Qwen3-4B-SAT-VarSelector-Sym-Aug-8-Epoch
A Qwen3-4B-based variable selector for SAT Cube-and-Conquer solving. This model predicts the optimal branching variable given a CNF formula state, enabling learned splitting strategies for parallel SAT solving.
Model Description
This model is trained for variable selection in SAT Cube-and-Conquer (CnC) solving. Given a simplified CNF formula, it outputs the variable ID that should be branched on next.
Architecture
- Backbone: Qwen3-4B (3.8B parameters, causal language model)

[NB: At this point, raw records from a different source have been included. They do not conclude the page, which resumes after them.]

PR #1566, opened 2023-02-17
tests: patch parameterized to handle async

dbungert:
parameterized async tests run into cpython bug gh-101486

We use parameterized.expand, which works by creating new functions and inserting those into the list of tests.  It's a wonder this worked at all before for the async tests.

Update the function generation to create a coroutine function, if appropriate.

LP: #2007554


ogayot (approved):
Great work, thanks!

mwhudson (approved):

PR #1567, opened 2023-02-17
source: honor source if hinted by autoinstall but interactive

ogayot:
If a specific source ID is set via autoinstall but the source controller is marked interactive, the UI would select the default source (i.e., the first one on the list) instead of the one matching the ID specified.

This happens because the matching between the ID and the sources loaded was done in apply_autoinstall_config ; which is only called in non-interactive scenarios.

By moving this matching in the start coroutine instead, the right source is also selected when the source controller is interactive.

Test-case:
```bash
$ cat autoinstall-user-data-test 
interactive-sections: ["source"]
source:
  id: ubuntu-server-minimal
  search_drivers: true
version: 1
```
```diff
diff --git a/Makefile b/Makefile
index 209d6ecce..ce0a7e852 100644
--- a/Makefile
+++ b/Makefile
@@ -8,7 +8,7 @@ PROBERTDIR=./probert
 PROBERT_REPO=https://github.com/canonical/probert
 DRYRUN?=--dry-run --bootloader uefi --machine-config examples/simple.json \
        --source-catalog examples/install-sources.yaml \
-       --postinst-hooks-dir examples/postinst.d/
+       --postinst-hooks-dir examples/postinst.d/ --autoinstall autoinstall-user-data-test
 SYSTEM_SETUP_DRYRUN?=--dry-run
 export PYTHONPATH
 CWD := $(shell pwd)
```

### DIFF
--- a/subiquity/server/controllers/source.py
+++ b/subiquity/server/controllers/source.py
@@ -93,13 +93,9 @@ class SourceController(SubiquityController):
         self.model.search_drivers = data.get("search_drivers", True)
 
         # At this point, the model has not yet loaded the sources from the
-        # catalog. So we store the data and lean on apply_autoinstall_config.
+        # catalog. So we store the ID and lean on self.start to select the
+        # current source accordingly.
         self.ai_source_id = data.get("id")
-
-    async def apply_autoinstall_config(self) -> None:
-        if self.ai_source_id is None:
-            return
-        self.model.current = self.model.get_matching_source(self.ai_source_id)
 
     def start(self):
         path = '/cdrom/casper/install-sources.yaml'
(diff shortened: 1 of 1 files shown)


dbungert (approved):
This is definitely an improvement, but is this an every controller problem for interactive-sections?

ogayot:
> This is definitely an improvement, but is this an every controller problem for interactive-sections?

No no, it seems to be specific to the source controller. Or at least most controllers behave as expected.
I've done a bunch of autoinstalls recently with all sections as interactive and the autoinstall directives were pretty consistently honored.
To some extent, the experience in the SSH screen also fails to reflect the autoinstall directives fully (the imported keys are not shown), but it's a bit harder to adjust, and probably less of a problem.

mwhudson (approved):
Thanks. Annoying that this stuff is so fiddly, makes me feel we haven't quite got the design of this stuff right. Please land this though :-)

PR #1568, opened 2023-02-17
Active Directory API UX Enhancements

CarlosNihelton:
As discussed in #1563 two small enhancements are presented:

1. Automatic domain discovery through the network (powered by realmd) and
2. An endpoint to allow clients to know whether AD is supported in the live system.

The current plans require the existance of the realmd package to discover the domain, thus checking whether the required binary is accessible is enough to represent the AD support.

It is expected that clients should GET this endpoint prior to showing the AD configuration page.

### DIFF
--- a/subiquity/server/controllers/ad.py
+++ b/subiquity/server/controllers/ad.py
@@ -13,12 +13,12 @@
 # You should have received a copy of the GNU Affero General Public License
 # along with this program.  If not, see <http://www.gnu.org/licenses/>.
 
-import asyncio
 import logging
 import os
 import re
 from typing import List, Optional, Set
 from subiquitycore.utils import arun_command
+from subiquitycore.async_helpers import run_bg_task
 
 from subiquity.common.apidef import API
 from subiquity.common.types import (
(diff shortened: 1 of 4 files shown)


subiquity/server/controllers/ad.py
```diff
@@ -77,6 +100,15 @@ def __init__(self, app):
         else:
             self.ping_strgy = DcPingStrategy()
 
+    def start(self):
+        if self.ping_strgy.has_support():
+            asyncio.create_task(self._try_discover_domain())
```
dbungert, line 105: Bare create_task should no longer be done, see the note marked "important" at https://docs.python.org/3/library/asyncio-task.html#asyncio.create_task 

`run_bg_task` is available to mitigate this, otherwise keep a reference here

dbungert (changes requested):

subiquity/server/controllers/ad.py
CarlosNihelton: Thanks for pointing that out!

dbungert (approved):

PR #1569, opened 2023-02-18
network: use pyroute2 to manage default routes

dbungert:
The existing event based method of watching for has_network has a flaw.

The incoming route_change events from probert do not distinguish routes on the same interface but a different metric, so if 2 routes on one interface appear, we only get one event.  Then if one of those routes is removed, we will inappropriately remove this route from the default_routes list.

Aside from the code watching the event stream, the set of default routes is an elaborate boolean value.

Simplify the code by passing around a boolean, and when we get a route_change event, use that to go looking again at the list of default routes.

LP: #2004659


subiquitycore/controllers/network.py
```diff
@@ -87,13 +87,31 @@ def route_change(self, action, data):
...
-        elif action == "DEL" and ifindex in self.default_routes:
-            self.default_routes.remove(ifindex)
-        log.debug('default routes %s', self.default_routes)
-        self.controller.update_default_routes(self.default_routes)
+        self.probe_default_routes()
+        self.controller.update_default_routes(self.has_default_routes)
+
+    def _analyze_routes(self, routes):
+        return any(route['table'] == 254 and not route['dst']
+                   for route in routes)
```
mwhudson, line 95: I think we should consider rejecting routes with metrics > 20000 here, to filter out connections that have not passed NM's connectivity check (unless there is a expectation that such routes might be created by some other mechanism? It seems very unlikely in the context of subiquity though?)

mwhudson (approved):
One more thing i think we should consider.

subiquitycore/controllers/network.py
dbungert: I think we should, yes.  These high-metric routes can stick around.  I think it sensible to filter them.  Implemented.

apt-deps.txt
```diff
@@ -35,6 +35,7 @@ python3-pyflakes
 python3-pytest
 python3-pytest-xdist
 python3-pyudev
+python3-pyroute2
```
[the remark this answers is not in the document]
dbungert: oops

dbungert:
> Can we reword the update_default_routes function without breaking the world? It feels weird to me that it takes a boolean value.

Sure, we are already changing the type so I think changing the name is appropriate.  Implemented.

mwhudson (approved):
This is pedantry to a possibly unhelpful level but this is a bit inconsistent about "has_default_route" vs "has_default_routes". Other than that it looks great!

subiquity/server/controllers/network.py
```diff
@@ -246,8 +246,7 @@ async def apply_autoinstall_config(self, context):
             self.apply_config(context)
         with context.child("wait_for_apply"):
             await self.apply_config_task.wait()
-        self.model.has_network = bool(
-            self.network_event_receiver.default_routes)
+        self.model.has_network = self.network_event_receiver.has_default_route
```
mwhudson, line 249: 100% nothing to do with this branch but I think this line is pointless given that configured does the same and is called immediately after apply_autoinstall_config?

PR #1571, opened 2023-02-20
Turns AD validation methods into POST

CarlosNihelton:
Per the request in https://github.com/canonical/subiquity/pull/1553#issuecomment-1435514498, to make it easy on the GUI side, we need to turn the validation methods that were GET into POST.


mwhudson (approved):
Seems a bit gross but sure

PR #1572, opened 2023-02-22
Active Directory - Implement the actual join

CarlosNihelton:
This intends to use curtin to run in-target commands to perform the real joining and to enable `pam_mkhomedir`.

Changing the live session host name is required because `adcli`, the tool invoked by `realm` under the hood, doesn't understand the chroot target. That's the same recipe done in Ubiquity.

To make it easier for client testing, a stub joining strategy is implemented, returning success or error depending upon the domain name initial character.

This also brings a blocking endpoint to get the result of joining. Once called during any moment during the server lifetime, if the action of joining a domain is not yet completed, it will block until a result is available. The actual join action only starts in the `InstallController.post_install` method, since it has to run in the target.


subiquity/common/types.py
```diff
@@ -801,3 +801,11 @@ class AdDomainNameValidation(enum.Enum):
...
     OK = 'OK'
     EMPTY = 'Empty'
+
+
+class AdJoinResult(enum.Enum):
+    OK = 'OK'
+    JOIN_ERROR = 'Failed to join'
+    EMPTY_HOSTNAME = 'Target hostname cannot be empty'
+    PAM_ERROR = 'Failed to update pam-auth'
+    UNKNOWN = "Didn't attempt to join yet"
```
jibel, line 811: Are these strings displayed to the user? If so, they should be translatable.

subiquity/server/ad_joiner.py
```diff
@@ -0,0 +1,117 @@
...
+    ADConnectionInfo,
+    AdJoinResult,
+)
+
+log = logging.getLogger('subiquity.server.ad_joiner')
+
+
+class AdJoinStrategy():
+    realm = "/usr/sbin/realm"
+    pam = "/usr/sbin/path-auth-update"
```
jibel, line 31: typo: pam-auth-update

CarlosNihelton: Thanks for catching that one!

subiquity/common/types.py
CarlosNihelton: Based on the majority of the types definition in the same file, it doesn't seem they are displayed to the user.

dbungert: We are trending toward descriptive strings rather than what enum.auto() is generating, at minimum if you end up debugging at the API layer it's much nicer to look at the values rather than trying to puzzle out what integer maps to the return value.

subiquity/server/ad_joiner.py
```diff
@@ -0,0 +1,117 @@
...
+                                          "--enable", "mkhomedir",
+                                          private_mounts=True)
+
+            if cp.returncode:
+                result = AdJoinResult.PAM_ERROR
+            else:
+                result = AdJoinResult.OK
+
+        # Restoring the live session hostname.
+        cp = await arun_command(['hostname', hostname_current])
```
dbungert, line 71: It's a bit unusual to set a hostname temporarily, but I'll take it for the moment as a requirement.

It would be nice to structure the set hostname / restore hostname in something that is more certain to get restored.  For instance a context manager could be created which sets the hostname, you run your in-targets, then it is responsible for restoring the hostname.

The subiquity codebase has several context managers, journald_subscriptions is a short example that I think is pretty clear.

subiquity/tests/api/test_api.py
```diff
@@ -1696,3 +1696,20 @@ async def test_ad(self):
...
+            result = await instance.post(endpoint, ad_dict)
+            self.assertIsNone(result)
+            join_result_ep = endpoint + '/join_result'
+            # Without wait this shouldn't block but the result is unknown until
+            # the install controller runs.
+            join_result = await instance.get(join_result_ep, wait=False)
+            self.assertEqual('UNKNOWN', join_result)
+            # And without the installer controller running, a blocking call
+            # should timeout since joining never happens.
+            with self.assertRaises(asyncio.exceptions.CancelledError):
```
dbungert, line 1714: Would this be triggered by the test-level timeout?  If more API calls are added after this I think things are going to get weird.  maybe `asyncio.wait_for` instead, to indicate that this specific call is expected to timeout?

mwhudson (commented):
I agree with Dan :-)

CarlosNihelton:
And finally, after 44d29c5, I got a run of the Ubuntu Desktop Installer with successful AD setup (custom snap build on the live session 😉 and with a little help of `curl` because I didn't implement the GUI part).

image

subiquity/server/controllers/ad.py
```diff
@@ -95,12 +97,19 @@ class ADController(SubiquityController):
...
             self.ping_strgy = StubDcPingStrategy()
         else:
             self.ping_strgy = DcPingStrategy()
 
     def start(self):
+        # AD is by nature an optional feature.
+        # Yet, we need to make its model part of the POSTINSTALL_MODEL_NAMES
+        # set, which would turn this into a required controller.
+        # So, let's start this as configured by default.
+        run_bg_task(self.configured())
```
dbungert, line 112: I think you don't want this, and the client should POST to mark it configured instead.
The defect would be, the user intends to use AD, they do most of the install but let the installer screen sit on the AD page.  The `postinstall` method in the `install` controller runs, no AD join is attempted, and then the user inputs join information that won't be processed.
Instead, the client should POST empty connection info if AD is undesired, and that means that before that POST is done, the `postinstall` method will be blocked from running.

dbungert (changes requested):
Overall this is looking fine, I spotted 2 problems though.

subiquity/server/ad_joiner.py
```diff
@@ -0,0 +1,148 @@
...
+
+@contextmanager
+def hostname_context(hostname: str):
+    """ Temporarily adjusts the host name to [hostname] and restores it
+        back in the end of the caller scope. """
+    hostname_current = gethostname()
+    hostname_process = run_command(['hostname', hostname])
+    yield hostname_process
+    # Restoring the live session hostname.
+    hostname_process = run_command(['hostname', hostname_current])
```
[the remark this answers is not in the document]
dbungert: I wasn't sure either, I had to write the above to clarify :)

dbungert (approved):

PR #2231, opened 2025-06-24
tests(api): increase timeouts for slow tests

Chris-Peterson444:
Increase timeouts for consistently slow and flaky tests.

I can consistently get these tests to fail during the test cleanup phase by reducing the default timeout to 5 seconds.

For the two autoinstall related tests, these are flaky for the following reason:  POSTs to `/shutdown` don't really work when the server is both non-interactive and in an error state (the POST handler waits [here](https://github.com/canonical/subiquity/blob/073b19e7edb8f791657ea39db72d2de3353ab7ef/subiquity/server/controllers/shutdown.py#L62) forever). If the test runner is slow or the global timeout is sufficiently short, we end up waiting for the server to shutdown when the global timeout happens. The shutdown call in the test cleanup has a 5 second timeout (that doesn't fail the test of course), so as long as there is at least that much time left in the global timeout then the test will pass. The shutdown behavior is a bit surprising but not necessarily a huge bug IMO considering the niche case. Instead of messing with the shutdown behavior, the cleanest solution for now is to increase the test timeouts.

The probert related test here is also failing while waiting on a POST to `/shutdown` but is seemingly unrelated to the other two tests. Let's also increase the timeout here for now.


subiquity/tests/api/test_api.py
```diff
@@ -2070,7 +2070,7 @@ async def test_interactive(self):
                 )
                 self.assertTrue(expected.issubset(resp))
 
-    @timeout()
+    @timeout(multipler=2)
```
ogayot: s/multipler/multiplier/

Chris-Peterson444: Doh, wow. How did I even get that to pass? Fixed, thank you!

PR #2233, opened 2025-06-25
storage: use locking when handling multiple v2/calculate_entropy requests

ogayot:
Similarly to the systems-getter object, our implementation of `/storage/v2/calculate_entropy` relies on bind-mounting stuff to `/var/lib/snapd/seed/{systems,snaps}`, calling snapd, and then unmounting.

And just like the systems-getter object, the same limitations apply. One cannot expect things to go well if multiple query handlers for /storage/v2/calculate_entropy run at the same time without locking.


ogayot:
@d-loose this patch makes things much more reliable for the entropy check.

PR #2236, opened 2025-07-08
Serializer: add support for unions of basic types

ogayot:
This makes is possible to use `typing.Union[int, str]`, `typing.Union[bool, float, int, None]`, etc when serializing / deserializing data exchanged with APIs.

### DIFF
--- a/subiquity/common/tests/test_serialization.py
+++ b/subiquity/common/tests/test_serialization.py
@@ -207,6 +207,31 @@ class TestSerializer(CommonSerializerTests, unittest.TestCase):
         }
         self.assertSerialization(typing.Union[Data, Container], data, expected)
 
+    def test_serialization_union_none_attrs(self):
+        @attr.s(auto_attribs=True)
+        class A:
+            x: int
+
+        @attr.s(auto_attribs=True)
+        class B:
+            y: int
+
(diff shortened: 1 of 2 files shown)


subiquity/common/tests/test_serialization.py
```diff
@@ -207,6 +219,61 @@ def test_serialize_union(self):
...
+
+        self.assertSerialization(typing.Union[type(None), A, B], None, None)
+        self.assertSerialization(
+            typing.Union[type(None), A, B], A(10), {"$type": "A", "x": 10}
+        )
+        self.assertSerialization(
+            typing.Union[type(None), A, B], B(10), {"$type": "B", "y": 10}
+        )
+
+        self.assertSerialization(typing.Union[type(None), A, B], None, None)
```
Chris-Peterson444, line 269: This working is surprising to me. I need to revisit how this pans out. Does this work with non-attrs types?

dbungert (approved):

subiquity/common/tests/test_serialization.py
Chris-Peterson444: Oh nevermind, I see it now. Sorry!

Chris-Peterson444 (approved):

PR #2237, opened 2025-07-08
security: add SECURITY.md file

ogayot:


SECURITY.md
```diff
@@ -0,0 +1,17 @@
+# Security policy
+
+## Reporting a vulnerability
+
+If you discover a security vulnerability, follow the steps outlined below to report it:
+
+1. Do not publicly disclose the vulnerability before discussing it with us.
+2. Report a bug at https://bugs.launchpad.net/subiquity
+
+    **Important**: Remember to set the information type to *Private Security*. You will see a field with the text *This bug contains information that is:*
```
Chris-Peterson444: suggestions: I think if we quote the field text, instead of italicizing it, it would make the hint a little more clear. 

>   **Important**: Remember to set the information type to *Private Security*. You will see a field with the text "This bug contains information that is:"

Wdyt? 

I might also add some extra text to the end of the hint:

>   **Important**: Remember to set the information type to *Private Security*. You will see a field with the text "This bug contains information that is:" that will allow you to change this.

Chris-Peterson444 (approved):
That was fast, thanks!

SECURITY.md
dbungert: +1 to a wording tweak here.  Here's my take on it

Important: Remember to set the information type to *Private Security*.  This is set with the field below the Bug Description.  Click the edit icon under "This bug contains information that is:", and choose *Private Security*.

ogayot: Implemented, thanks for the suggestions!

- Head: LayerNorm + Linear classifier
- Output: Logits over variable IDs (1 to 600)
- Pooling: Last non-padding token hidden state
Input (CNF text) → Tokenize → Qwen3-4B → Last Token Hidden State → LayerNorm → Linear → Variable Logits
Training Approach
- Supervised Fine-Tuning (SFT) on expert variable selections
- Masked Classification: Only variables appearing in the CNF are valid outputs
- Loss: Cross-entropy with invalid variable logits masked to -∞
Training Details
| Parameter | Value |
|---|---|
| Base Model | Qwen/Qwen3-4B |
| Training Samples | 40,550 (8,110 original × 5x augmentation) |
| Validation Samples | 902 |
| Epochs | 8 |
| Batch Size | 64 effective (1 per GPU × 8 GPUs × 8 gradient accumulation) |
| Learning Rate | 5e-6 |
| Warmup Ratio | 0.1 |
| Max Sequence Length | 8,192 tokens |
| Max Variables | 600 |
| Precision | bfloat16 |
| Hardware | 8× H100 GPUs |
| Distributed Training | DeepSpeed ZeRO-3 |
Data Augmentation
The training data was augmented 5× using semantically-safe transformations:
- Variable Permutation (50%): Bijective remapping of variable IDs
- Clause Shuffling (100%): Random reordering of clauses
- Literal Reordering (100%): Shuffle literals within each clause
- Polarity Flipping (30%): Flip polarity of random variable subset
Usage
Loading the Model
import torch
import torch.nn as nn
from transformers import AutoConfig, AutoTokenizer, AutoModelForCausalLM
class QwenVarClassifier(nn.Module):
def __init__(self, base_model_name: str, max_vars: int = 600):
super().__init__()
self.max_vars = max_vars
cfg = AutoConfig.from_pretrained(base_model_name)
cfg.output_hidden_states = True
self.backbone = AutoModelForCausalLM.from_pretrained(
base_model_name,
config=cfg,
torch_dtype=torch.bfloat16 if torch.cuda.is_available() else torch.float32,
)
hidden = self.backbone.config.hidden_size
self.head_ln = nn.LayerNorm(hidden)
self.head = nn.Linear(hidden, max_vars + 1)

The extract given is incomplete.